Intrigued by the contrasting functions of the IRE1α branch, which can either induce apoptosis via JNK1 or promote survival through the XBP1-dependent activation of adaptive responses, we conducted a survival analysis involving these two genes. In line with their antagonistic roles within the UPR signaling pathway, we observed that patients with elevated XBP1 expression and reduced MAPK8 expression experienced shorter survival compared to patients exhibiting low XBP1 and high MAPK8 expression. However, it is important to note that our standard transcriptomic methods did not provide access to crucial details such as XBP1 mRNA splicing or JNK1 (MAPK8) phosphorylation levels. Additionally, multiple pathways distinct from the UPR can converge on the phosphorylation of JNK1, making it an indirect indicator of IRE1α activation. Therefore, a comprehensive understanding of how these pathways interplay and contribute to either cell survival or cell death is still lacking.
While the precise mechanisms underpinning the connection between IRE1α downstream pathways and immune infiltration remain elusive, prior studies have indicated that IRE1α can either promote immunosurveillance or facilitate immune system evasion through the regulation of damage-associated molecular patterns, cytokines, and the propagation of ER stress signals [20, 34]. We observed that heightened XBP1 and diminished MAPK8 expression correlated with elevated expression of immune cell meta-signatures, which have previously been associated with unfavorable prognosis in glioblastoma.

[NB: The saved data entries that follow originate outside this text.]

PR #1277, opened 2025-12-29
Add missing models and some hax annotations

karthikbhargavan:
Fixed up a few annotations to allow Minos to extract.
Am not entirely sure whether these annotations are sufficient, so leaving as draft.
We should experiment with more examples, notably Bertie to make sure we have a "recipe" for crates that depend on libcrux and want to use hax.


jschneider-bensch:
@karthikbhargavan Is this superceded by something else already?

jschneider-bensch:
I'm closing this. If necessary we can re-open.

Issue #1271, opened 2025-12-17
[PSQ] Allow importing session secrets


jschneider-bensch:
This can be used for key rotation.

## Proposed mechanism

An external secret `psk` that is at least 32 bytes long can be imported into the
session, replacing the original main session secret `K_S` with a fresh
secret derived from the `psk` and `K_S`.
The new session will be bound to the same principal public keys, but
it will derive a fresh session ID and update the running transcript
`tx` for future imports.

In detail:
```
K_import = KDF(K_S || psk, "secret import")
tx' = Hash(tx || session_ID)

// From here: treat K_import as though it was the outcome of a handshake
K_S' = KDF(K_import, "session secret" | tx')
session_ID' = KDF(K_S', "shared key id")
```

We can provide this e.g. with the following API:
```Rust
impl Session {
    pub fn import(
        self,
        psk: &[u8],
        initiator_authenticator: &Authenticator,
        responder_ecdh_pk: &DHPublicKey,
        responder_pq_pk: Option<PQEncapsulationKey>,
    ) -> Result<Self, SessionError> {
    ...
    }
}
```

jschneider-bensch:
Closed by #1278

PR #1278, opened 2026-01-05
[PSQ] Implement import for session secrets

jschneider-bensch:
This PR implements session secret import. It follows the approach outlined in #1271, but also makes binding sessions to principal public keys optional:

When a new session is created it is always bound to the long-term public keys of intitiator and responder. When importing an external secret as outlined in #1271 this binding can be stripped from the session, i.e. unless the same binding information from the original session is provided, the new, imported session key will not be bound to any public key material. This should be used with caution, and we disallow introducing a new binding for a session once the binding has been stripped off.


libcrux-psq/src/session.rs
```diff
@@ -138,28 +142,45 @@ fn derive_pk_binder(
...
+    pub(crate) fn new<'a>(
         tx2: Transcript,
         k2: AEADKeyNonce,
-        initiator_authenticator: &Authenticator,
-        responder_ecdh_pk: &DHPublicKey,
-        responder_pq_pk: Option<PQEncapsulationKey>,
+        session_binding: Option<SessionBinding<'a>>,
+        // initiator_authenticator: &Authenticator,
+        // responder_ecdh_pk: &DHPublicKey,
+        // responder_pq_pk: Option<PQEncapsulationKey>,
```
franziskuskiefer: remove?

libcrux-psq/src/session.rs
```diff
@@ -138,28 +142,45 @@ fn derive_pk_binder(
...
     /// the session key to any long-term public key material that was used during the
     /// handshake.
-    pub(crate) fn new(
+    pub(crate) fn new<'a>(
         tx2: Transcript,
         k2: AEADKeyNonce,
-        initiator_authenticator: &Authenticator,
-        responder_ecdh_pk: &DHPublicKey,
-        responder_pq_pk: Option<PQEncapsulationKey>,
+        session_binding: Option<SessionBinding<'a>>,
```
franziskuskiefer, line 164: Maybe use an `impl Into<Option<_>>` to make it less noisy. If `Some` is the usual case.

jschneider-bensch: That's a good idea, thanks!

PR #1285, opened 2026-01-15
Upgrade hax to 0.3.6

maximebuyse:
[skip changelog]

### DIFF
--- a/.github/workflows/mlkem-hax.yml
+++ b/.github/workflows/mlkem-hax.yml
@@ -66,7 +66,7 @@ jobs:
       - uses: hacspec/hax-actions@main
         with:
           hax_reference: ${{ github.event.inputs.hax_ref || needs.get-hax-ref.outputs.hax_ref }}
-          fstar: v2025.10.06
+          fstar: v2025.10.06 # using an older version here because of https://github.com/cryspen/hax/issues/1878
 
       - uses: actions/download-artifact@v7
         with:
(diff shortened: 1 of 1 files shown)


maximebuyse:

These meta-signatures encompassed cell types such as macrophages, MDSC, Th1, and Treg [29]. This result aligns with recent studies proposing a link between ER stress and the expression of immune cell markers in glioma patient samples [43–45].
Furthermore, when analyzing single cell data, we noted that, although both XBP1 and MAPK8 were highly expressed in immune cells, the XBP1/MAPK8 expression ratio within tumor cells correlated strongly with the abundance of immune cells in each sample. This suggests a potential role for the IRE1α pathways in shaping the TME and influencing the infiltration of immune cell types that may potentiate immunosuppression and are typically associated with worse patient outcomes. However, it is important to emphasize that a more in-depth investigation is warranted to elucidate the intricate mechanisms governing this relationship.